I saw this book Click the other day in a train station WHSmith. Having just published a book on a related subject I was intrigued enough to pick it up.
The back cover blurb starts with what would normally be 3 bullet points (except there are no bullets.) They are as follows:
British teenagers furiously search for "prom dresses" and "limousines" in advance of their end-of-year school balls.
A correct prediction, several weeks in advance of the final show, that Mark Ramprakash would be the winner of Strictly Come Dancing season 4.
Internet user behaviour around visits to the Arctic Monkeys' website from social networks and search engines drive the band to the top of the album chart.
These 3 statements don't make any sense to me. Do they make sense to you? On the face of it they don't tell me anything I might not have guessed. They certainly don't tell me anything I might care about and they really don't tell me much about the book - unless the book is about conspiracies on the internet - but I don't think it is.

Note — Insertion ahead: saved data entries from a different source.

PR #3657, opened 2024-02-19
ci: Replace iOS 11 with 17 for SauceLabs

philipphofmann:
Xcode 15 only supports debugging on iOS 12. We can remove running UI tests in SauceLabs on iOS 11 and instead run them on iOS 17.

#skip-changelog


philipphofmann:
Replaced by https://github.com/getsentry/sentry-cocoa/pull/3658.

PR #3662, opened 2024-02-20
test: Fix failing UIViewController tests

philipphofmann:
The with GH-3529 added test method writeProfileFile crashed when a profile file already existed. Now, the writeProfileFile method exists and prints a debug message when a profiling file already exists and logs an error when it can't write the profile.

#skip-changelog

### DIFF
--- a/Sources/Sentry/SentryProfiler.mm
+++ b/Sources/Sentry/SentryProfiler.mm
@@ -469,15 +469,19 @@ writeProfileFile(NSDictionary<NSString *, id> *payload)
     }
 
     if ([fm fileExistsAtPath:pathToWrite]) {
-        SENTRY_LOG_DEBUG(@"Already a%@ profile file present; make sure to remove them right after "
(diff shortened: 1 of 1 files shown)


brustolin (approved):

Sources/Sentry/SentryProfiler.mm
```diff
@@ -469,15 +469,19 @@ + (nullable SentryEnvelopeItem *)createEnvelopeItemForProfilePayload:
     }
 
     if ([fm fileExistsAtPath:pathToWrite]) {
-        SENTRY_LOG_DEBUG(@"Already a%@ profile file present; make sure to remove them right after "
+        SENTRY_LOG_DEBUG(@"Already a %@ profile file present; make sure to remove them right after "
                          @"using them, and that tests clean state in between so there isn't "
                          @"leftover config producing one when it isn't expected.",
             isTracingAppLaunch ? @" launch" : @"");
+        return;
```
armcknight, line 476: Dang good catch, I meant to add an early return here. The extra space before the %@ is unnecessary though, I know it's a bit weird.

PR #3663, opened 2024-02-20
ci: Increase SauceLabs Timeout

philipphofmann:
The UI tests in SauceLabs frequently time out. Let's increase the value to 60m, as it's better to have delayed UI test results than failing CI.

This PR is based on https://github.com/getsentry/sentry-cocoa/pull/3662.

#skip-changelog


brustolin (approved):
Let's test it for a while. The timeout could be due to a problem that will cause it to hang regardless of the duration.

PR #3666, opened 2024-02-20
ci: Run UI tests on GH actions

philipphofmann:
Replace running UI tests in SauceLabs with GH actions because SauceLabs tests are unreliable; see [internal Notion decision](https://www.notion.so/sentry/Move-UI-tests-from-SauceLabs-to-GH-action-simulators-e85caa9167314b59ae77d1dd6390e0b3).

#skip-changelog


brustolin (approved):
Perfect, I would just append to the SDK DECISION log.

PR #3671, opened 2024-02-20
feat(Session Replay): Session Replay Integration

brustolin:
## :scroll: Description

Adding Session replay integration

* https://github.com/getsentry/sentry/issues/63255
* 

Unit test

_#skip-changelog_


Sources/Sentry/SentrySessionReplay.m
```diff
@@ -0,0 +1,264 @@
...
+                                                         error:nil];
+        }
+
+        _replayMaker = [[SentryOnDemandReplay alloc] initWithOutputPath:_urlToCache.path];
+        _replayMaker.bitRate = _replayOptions.replayBitRate;
+        _replayMaker.cacheMaxSize = (NSInteger)(full ? _replayOptions.sessionSegmentDuration
+                                                     : _replayOptions.errorReplayDuration);
+        imageCollection = [NSMutableArray array];
+
+        NSLog(@"Recording session to %@", _urlToCache);
```
bruno-garcia, line 91: should we use option diagnostic logger when debug mode is on?

Sources/Sentry/SentrySessionReplay.m
```diff
@@ -0,0 +1,264 @@
...
+
+        _isFullSession = full;
+        if (full) {
+            sessionReplayId = [[SentryId alloc] init];
```
bruno-garcia, line 95: we need a new session id everytime we end/start etc, should this be in some function like "resetReplayId" and invoke that from here?

Sources/Sentry/SentryViewPhotographer.m
```diff
@@ -0,0 +1,159 @@
...
+
+    return _shared;
+}
+
+- (instancetype)init
+{
+    if (self = [super init]) {
+#    if TARGET_OS_IOS
+        _ignoreClasses = @[ UISlider.class, UISwitch.class ].mutableCopy;
+#    endif
```
bruno-garcia, line 27:
```suggestion
#if TARGET_OS_IOS
        _ignoreClasses = @[ UISlider.class, UISwitch.class ].mutableCopy;
#endif
```

Sources/Sentry/SentrySessionReplay.m
```diff
@@ -0,0 +1,264 @@
...
+
+- (void)stop
+{
+    [_displayLink invalidate];
+    _displayLink = nil;
+}
+
+- (void)replayForEvent:(SentryEvent *)event;
+{
+    if (_isFullSession) {
```
romtsn, line 106: I think you wanna get rid of this one, because it will return-early  and won't get to the one below (line 114)

brustolin: This is correct, the rest of the function it isn't.
The DSC would have the replayId already if the full session replay started.

Sources/Swift/Integrations/SessionReplay/SentryOnDemandReplay.swift
```diff
@@ -0,0 +1,164 @@
...
+        let interval = date.timeIntervalSince(_starttime)
+        let imagePath = (_outputPath as NSString).appendingPathComponent("\(interval).png")
+        try? data.write(to: URL(fileURLWithPath: imagePath))
+        _frames.append(SentryReplayFrame(imagePath: imagePath, time: date))
+        
+        while _frames.count > cacheMaxSize {
+            let first = _frames.removeFirst()
+            try? FileManager.default.removeItem(at: URL(fileURLWithPath: first.imagePath))
+        }
+    }
```
vaind, line 59: For Flutter, I think it would be useful to expose `asyncAddFrame(imagePath: NSString, date: Date)`

My idea is to:
- crate a SentryOnDemandReplay from a Flutter swift binding code
- create screenshots in Flutter
- write pngs to the cache directory directly in Flutter
- call asyncAddFrame(filename)
- call createVideoWith() to get the video file path
- send the replay envelope from Flutter

Sources/Sentry/SentrySessionReplay.m
romtsn: ok, but the `sample(errorSampleRate)` call is still missing here I believe

brustolin: Oh, yes. I had to revert back from Swift to Objc and it was lost in the process. Thanks!

Tests/SentryTests/Integrations/SessionReplay/SentryReplayEventTests.swift
```diff
@@ -13,14 +13,14 @@ class SentryReplayEventTests: XCTestCase {
...
-        sut.replayId = replayId
+        sut.eventId = replayId
         
         sut.segmentId = 3
         
         let result = sut.serialize()
         
         expect(result["urls"] as? [String]) == ["Screen 1", "Screen 2"]
-        expect(result["replay_start_timestamp"] as? Int) == 1_000
+        expect(result["replay_start_timestamp"] as? Int) == 1
```
armcknight, line 23: just looking for context here... did we change ms to seconds?

Sources/Sentry/SentrySessionReplay.m
```diff
@@ -0,0 +1,250 @@
...
+        docs = [docs URLByAppendingPathComponent:SENTRY_REPLAY_FOLDER];
+
+        NSString *currentSession = [NSUUID UUID].UUIDString;
+        _urlToCache = [docs URLByAppendingPathComponent:currentSession];
+
+        if (![NSFileManager.defaultManager fileExistsAtPath:_urlToCache.path]) {
+            [NSFileManager.defaultManager createDirectoryAtURL:_urlToCache
+                                   withIntermediateDirectories:YES
+                                                    attributes:nil
+                                                         error:nil];
```
armcknight, line 77: we already have code in SentryFileManager that does this

Sources/Sentry/SentrySessionReplay.m
```diff
@@ -0,0 +1,250 @@
...
+        }
+
+        _replayMaker = [[SentryOnDemandReplay alloc] initWithOutputPath:_urlToCache.path];
+        _replayMaker.bitRate = _replayOptions.replayBitRate;
+        _replayMaker.cacheMaxSize = (NSInteger)(full ? _replayOptions.sessionSegmentDuration
+                                                     : _replayOptions.errorReplayDuration);
```
armcknight, line 83: I don't quite understand what's being done here. What is a segment? Is this a customer-facing option? We should explain this in detail in a headerdoc there.

Sources/Swift/Integrations/SessionReplay/SentryReplayOptions.swift
```diff
@@ -0,0 +1,77 @@
...
+     */
+    let frameRate = 1
+    
+    /**
+     * The scale related to the window size at which the replay will be created
+     */
+    let sizeScale = 0.8
+   
+    /**
+     * The maximum duration of replays for error events.
```
armcknight, line 42: Is that the time starting when an error is detected? Or is this saying: if you want error replays, then you get 30 seconds from when the session started?

Sources/Swift/Integrations/SessionReplay/SentryReplayOptions.swift
```diff
@@ -0,0 +1,77 @@
...
+     */
+    let errorReplayDuration = TimeInterval(30)
+    
+    /**
+     * The maximum duration of the segment of a session replay.
```
armcknight, line 47: What is a segment? What happens once this threshold is reached?

Sources/Swift/Integrations/SessionReplay/SentryReplayOptions.swift
```diff
@@ -0,0 +1,77 @@
...
+     */
+    let sessionSegmentDuration = TimeInterval(5)
+    
+    /**
+     * Inittialize session replay options disabled
```
armcknight, line 52:
```suggestion
     * Initialize session replay options disabled
```

Sources/Swift/Integrations/SessionReplay/SentryReplayOptions.swift
```diff
@@ -0,0 +1,77 @@
...
+     */
+    public override init() {
+        self.replaysSessionSampleRate = 0
+        self.replaysOnErrorSampleRate = 0
+    }
+    
+    /**
+     * Inittialize session replay options
```
armcknight, line 60:
```suggestion
     * Initialize session replay options
```

Sources/Swift/Integrations/SessionReplay/SentryReplayOptions.swift
```diff
@@ -0,0 +1,77 @@
...
+     *
+     *  sessionSampleRate Indicates the percentage in which the replay for the session will be
+     * created.
+     * @param errorSampleRate Indicates the percentage in which a 30 seconds replay will be send with
+     * error events.
```
armcknight, line 65:
```suggestion
     * - parameters:
     *   - sessionSampleRate: Indicates the percentage in which the replay for the session will be
     *     created.
     *   - errorSampleRate: Indicates the percentage in which a 30 seconds replay will be send with
     *     error events.
```

Sources/Swift/Integrations/SessionReplay/SentryVideoInfo.swift
```diff
@@ -0,0 +1,28 @@
+import Foundation
+
+@objcMembers
+class SentryVideoInfo: NSObject {
```
armcknight, line 4: This could be a `struct` if `SentrySessionReplay` were written in Swift, same for some of the other things in Swift/Integrations/SessionReplay

Sources/Swift/Integrations/SessionReplay/SentryPixelBuffer.swift
```diff
@@ -0,0 +1,49 @@
...
+#if os(iOS) || os(tvOS)
+class SentryPixelBuffer {
+    private var pixelBuffer: CVPixelBuffer?
+    private let rgbColorSpace = CGColorSpaceCreateDeviceRGB()
+    private let size: CGSize
+    
+    init?(size: CGSize) {
+        self.size = size
+        let status = CVPixelBufferCreate(kCFAllocatorDefault, Int(size.width), Int(size.height), kCVPixelFormatType_32ARGB, nil, &pixelBuffer)
+        if status != kCVReturnSuccess {
```
armcknight, line 17: `guard`

Sources/Swift/Integrations/SessionReplay/SentryPixelBuffer.swift
```diff
@@ -0,0 +1,49 @@
+#if canImport(UIKit) && !SENTRY_NO_UIKIT
+
+import AVFoundation
+import CoreGraphics
+import Foundation
+import UIKit
+
+#if os(iOS) || os(tvOS)
+class SentryPixelBuffer {
```
armcknight, line 9: `struct`

Sources/Swift/Integrations/SessionReplay/SentryOnDemandReplay.swift
```diff
@@ -0,0 +1,166 @@
...
+    private var _starttime = Date()
+    private var _frames = [SentryReplayFrame]()
+    private var _currentPixelBuffer: SentryPixelBuffer?
+    
+    var videoWidth = 200
+    var videoHeight = 434
+    
+    var bitRate = 20_000
+    var frameRate = 1
+    var cacheMaxSize = UInt.max
```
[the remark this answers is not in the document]
armcknight: Or even better, just use https://github.com/pointfreeco/swift-tagged

armcknight (commented):
Here's some stuff just from a quick glance through the diff. You could separate out the Swift rewrite of SentryReplayOptions to a separate PR. I don't mind the size otherwise.

How can we demo this, if it's at that stage? When it becomes ready for review, please add instructions with a demo. I wasn't able to see anything in the replays on the web dashboard when trying this. I also set the `sessionSampleRate` to 1 in the options in AppDelegate with no change. I used the button in the sample app to catch errors, but didn't see those in the errors timeline on the web.

Other stuff: 
- Please fix the typo on SentryOptions.h line 277: `@node` -> `@note`.
- Make a note there as well that it's not available for visionOS and only for iOS 16+ (and the tvOS equivalent)

Sources/Sentry/include/SentrySessionReplay.h
```diff
@@ -0,0 +1,35 @@
...
+#    import <UIKit/UIKit.h>
+
+@class SentryReplayOptions;
+@class SentryEvent;
+@class SentryCurrentDateProvider;
+
+NS_ASSUME_NONNULL_BEGIN
+
+API_AVAILABLE(ios(16.0), tvos(16.0))
+@interface SentrySessionReplay : NSObject
```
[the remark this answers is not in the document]
brustolin: We can't have SentryHub and SentryDependencyContainer available for Swift right now.
The alternative is to use wrappers, but its too late to do that now.

Sources/Swift/Integrations/SessionReplay/SentryOnDemandReplay.swift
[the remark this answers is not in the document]
brustolin: This properties are standardised already. Video size is always in pixel, frame rate is always hz, bitRate is always bytes per second, cache size is not in bytes, this is number of frames stored, this one could use a name improvement.

IMO we should not use external libraries and add dependencies in the SDK.

Sources/Swift/Integrations/SessionReplay/SentryOnDemandReplay.swift
```diff
@@ -0,0 +1,166 @@
...
+    
+    init(outputPath: String) {
+        self._outputPath = outputPath
+        _onDemandDispatchQueue = DispatchQueue(label: "io.sentry.sessionreplay.ondemand")
```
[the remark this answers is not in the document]
brustolin: Eventually, when we figure it out DependencyContainer for swift.

Sources/Sentry/include/SentrySessionReplayIntegration.h
```diff
@@ -0,0 +1,12 @@
+#import "SentryBaseIntegration.h"
+#import "SentryDefines.h"
+#import "SentrySwift.h"
+#import <Foundation/Foundation.h>
+
+NS_ASSUME_NONNULL_BEGIN
+#if SENTRY_HAS_UIKIT && !TARGET_OS_VISION
+@interface SentrySessionReplayIntegration : SentryBaseIntegration <SentryIntegrationProtocol>
```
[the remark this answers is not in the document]
brustolin: Because of dependencies. 
Right now it will be very trick to write integrations in swift

Sources/Sentry/include/SentrySessionReplay.h
```diff
@@ -0,0 +1,35 @@
...
+ * If full is @c YES, we transmit the entire session to sentry.
+ */
+- (void)start:(UIView *)rootView fullSession:(BOOL)full;
+
+/**
+ * Stop recording the session replay
+ */
+- (void)stop;
+
+- (void)replayForEvent:(SentryEvent *)event;
```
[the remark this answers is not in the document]
brustolin: Sents a replay for an event.

Sources/Swift/Integrations/SessionReplay/SentryOnDemandReplay.swift
```diff
@@ -0,0 +1,166 @@
...
+        }
+    }
+    
+    private func asyncAddFrame(image: UIImage) {
+        guard let data = resizeImage(image, maxWidth: 300)?.pngData() else { return }
+        
+        let date = Date()
+        let interval = date.timeIntervalSince(_starttime)
+        let imagePath = (_outputPath as NSString).appendingPathComponent("\(interval).png")
+        try? data.write(to: URL(fileURLWithPath: imagePath))
```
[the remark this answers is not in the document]
brustolin: Personally I believe SentryFileManager for this class is unnecessary complexity. 
I plan to revisit this later, we need a working alpha asap right now.


> that's like a do...catch with an empty catch block

And sometimes that is fine.
But I guess I could have a earlier exit in here.

Sources/Swift/Integrations/SessionReplay/SentryOnDemandReplay.swift
```diff
@@ -0,0 +1,166 @@
...
+    func releaseFramesUntil(_ date: Date) {
+        _onDemandDispatchQueue.async {
+            while let first = self._frames.first, first.time < date {
+                self._frames.removeFirst()
+                try? FileManager.default.removeItem(at: URL(fileURLWithPath: first.imagePath))
+            }
+        }
+    }
+    
+    func createVideoWith(duration: TimeInterval, beginning: Date, outputFileURL: URL, completion: @escaping (SentryVideoInfo?, Error?) -> Void) throws {
```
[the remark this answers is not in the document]
brustolin: Result does not work with objc.

Sources/Swift/Integrations/SessionReplay/SentryOnDemandReplay.swift
```diff
@@ -0,0 +1,166 @@
...
+            if let image = UIImage(contentsOfFile: imagePath) {
+                let presentTime = CMTime(seconds: Double(frameCount), preferredTimescale: CMTimeScale(self.frameRate))
+                frameCount += 1
+                
+                if self._currentPixelBuffer?.append(image: image, pixelBufferAdapter: pixelBufferAdaptor, presentationTime: presentTime) != true {
+                    completion(nil, videoWriter.error)
+                }
+            }
+            
+            if frameCount >= frames.count {
```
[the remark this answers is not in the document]
brustolin: Good that you point this out. This condition needs to reach its conclusion, but we do have a problem  elsewhere.

Sources/Sentry/SentrySessionReplayIntegration.m
```diff
@@ -0,0 +1,88 @@
...
+#import "SentryDependencyContainer.h"
+#import "SentryGlobalEventProcessor.h"
+#import "SentryHub+Private.h"
+#import "SentryOptions.h"
+#import "SentryRandom.h"
+#import "SentrySDK+Private.h"
+#import "SentrySessionReplay.h"
+#import "SentrySwift.h"
+
+#if SENTRY_HAS_UIKIT && !TARGET_OS_VISION
```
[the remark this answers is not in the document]
brustolin: `#if defined(__IPHONE_16_0)` in SentryCoreGraphicsHelpers its a hack for our CI, It does not really matter for production.

Sources/Swift/Integrations/SessionReplay/SentryOnDemandReplay.swift
```diff
@@ -0,0 +1,166 @@
...
+        videoWriterInput.requestMediaDataWhenReady(on: _onDemandDispatchQueue) { [weak self] in
+            guard let self = self else { return }
+            
+            let imagePath = frames[frameCount]
+            if let image = UIImage(contentsOfFile: imagePath) {
+                let presentTime = CMTime(seconds: Double(frameCount), preferredTimescale: CMTimeScale(self.frameRate))
+                frameCount += 1
+                
+                if self._currentPixelBuffer?.append(image: image, pixelBufferAdapter: pixelBufferAdaptor, presentationTime: presentTime) != true {
+                    completion(nil, videoWriter.error)
```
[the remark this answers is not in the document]
brustolin: `guard` is more verbose when used just for an early return; usually, I prefer to use it only for optional binding.

And since the use of `guard` over `if` is a matter of preference, I won't be retroactively changing it in this PR, but I will be more aware of it from now on (despite not liking it).

Sources/Sentry/SentryCoreGraphicsHelper.m
```diff
@@ -0,0 +1,18 @@
+#import "SentryCoreGraphicsHelper.h"
+#if SENTRY_HAS_UIKIT
+@implementation SentryCoreGraphicsHelper
++ (CGMutablePathRef)excludeRect:(CGRect)rectangle fromPath:(CGMutablePathRef)path
+{
+#    if (TARGET_OS_IOS || TARGET_OS_TV)
```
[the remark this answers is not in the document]
brustolin: Yes, but I believe the original approach is more clear.

Sources/Swift/Integrations/SessionReplay/SentryOnDemandReplay.swift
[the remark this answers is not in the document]
armcknight: I'm fine with not bringing in the dependency, but please record the assumptions somewhere. Don't assume others will understand what the units are. Having a variable named "bitRate" that has a unit of "byte," which is 8 bits, is confusing. 20,000 bits vs 20,000 bytes is quite a difference. it should be `byteRate` at the very least.

Sources/Swift/Integrations/SessionReplay/SentryOnDemandReplay.swift
vaind: @brustolin WDYT?

brustolin:
CI errors in the PR will be fixed in the next one: https://github.com/getsentry/sentry-cocoa/pull/3816

SentryTestUtils/TestCurrentDateProvider.swift
```diff
@@ -43,6 +43,10 @@ public class TestCurrentDateProvider: SentryCurrentDateProvider {
         setDate(date: date().addingTimeInterval(TimeInterval(nanoseconds) / 1e9))
         internalSystemTime += nanoseconds
     }
+    
+    public func advanceBy(interval: TimeInterval) {
+        setDate(date: date().addingTimeInterval(interval))
+    }
```
philipphofmann, line 49: Oh yeah, that makes sense. Thanks 🥇

Sources/Sentry/SentryDateUtil.m
```diff
@@ -40,7 +40,7 @@ + (NSDate *_Nullable)getMaximumDate:(NSDate *_Nullable)first andOther:(NSDate *_
 
 + (long)millisecondsSince1970:(NSDate *)date
 {
-    return (NSInteger)([date timeIntervalSince1970] * 1000);
+    return (long)([date timeIntervalSince1970] * 1000);
```
philipphofmann, line 43: 👍

philipphofmann (approved):
LGTM, for merging this to main hidden behind a feature flag. As discussed, I'm going to give this a full review after it's merged to main, and I didn't check the functionality of the code yet.

Sources/Swift/Integrations/SessionReplay/SentryOnDemandReplay.swift
brustolin: Yeah, if its useful to Flutter we can make it public.

Sources/Swift/Integrations/SessionReplay/SentryOnDemandReplay.swift
```diff
@@ -102,20 +111,8 @@ class SentryOnDemandReplay: NSObject {
...
-        var actualEnd = Date()
-        
-        for frame in _frames {
-            if frame.time < beginning { continue } else if frame.time > end { break }
-            if frame.time < start { start = frame.time }
-            
-            actualEnd = frame.time
-            frames.append(frame.imagePath)
-        }
+        let (frames, start, end) = filterFrames(beginning: beginning, end: beginning.addingTimeInterval(duration))
```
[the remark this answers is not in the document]
brustolin: I understand. But for private functions inside the class itself I think it's fine. No need to declare another struct for this.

I'm tempted to suggest that both the book and the blurb are about keyword searches - Mark Ramprakash, Strictly Come Dancing, Arctic Monkeys and Prom (mistyped as Porn?) but who knows. I doubt the blurb was written by the author but he must have approved it. Anyway I got no further which just goes to show the importance of getting the blurb right. I think I'm probably interested in the subject of the book but already my reading experience is off-putting and I haven't even opened it yet.
I've lots of sympathy though for the poor marketing junior who probably did write this. I used to have write blurbs in the past (and occasionally still do if we're really desperate) and I am rubbish at it. However I don't think I ever produced anything as bad as this. It is a real skill and an underestimated one.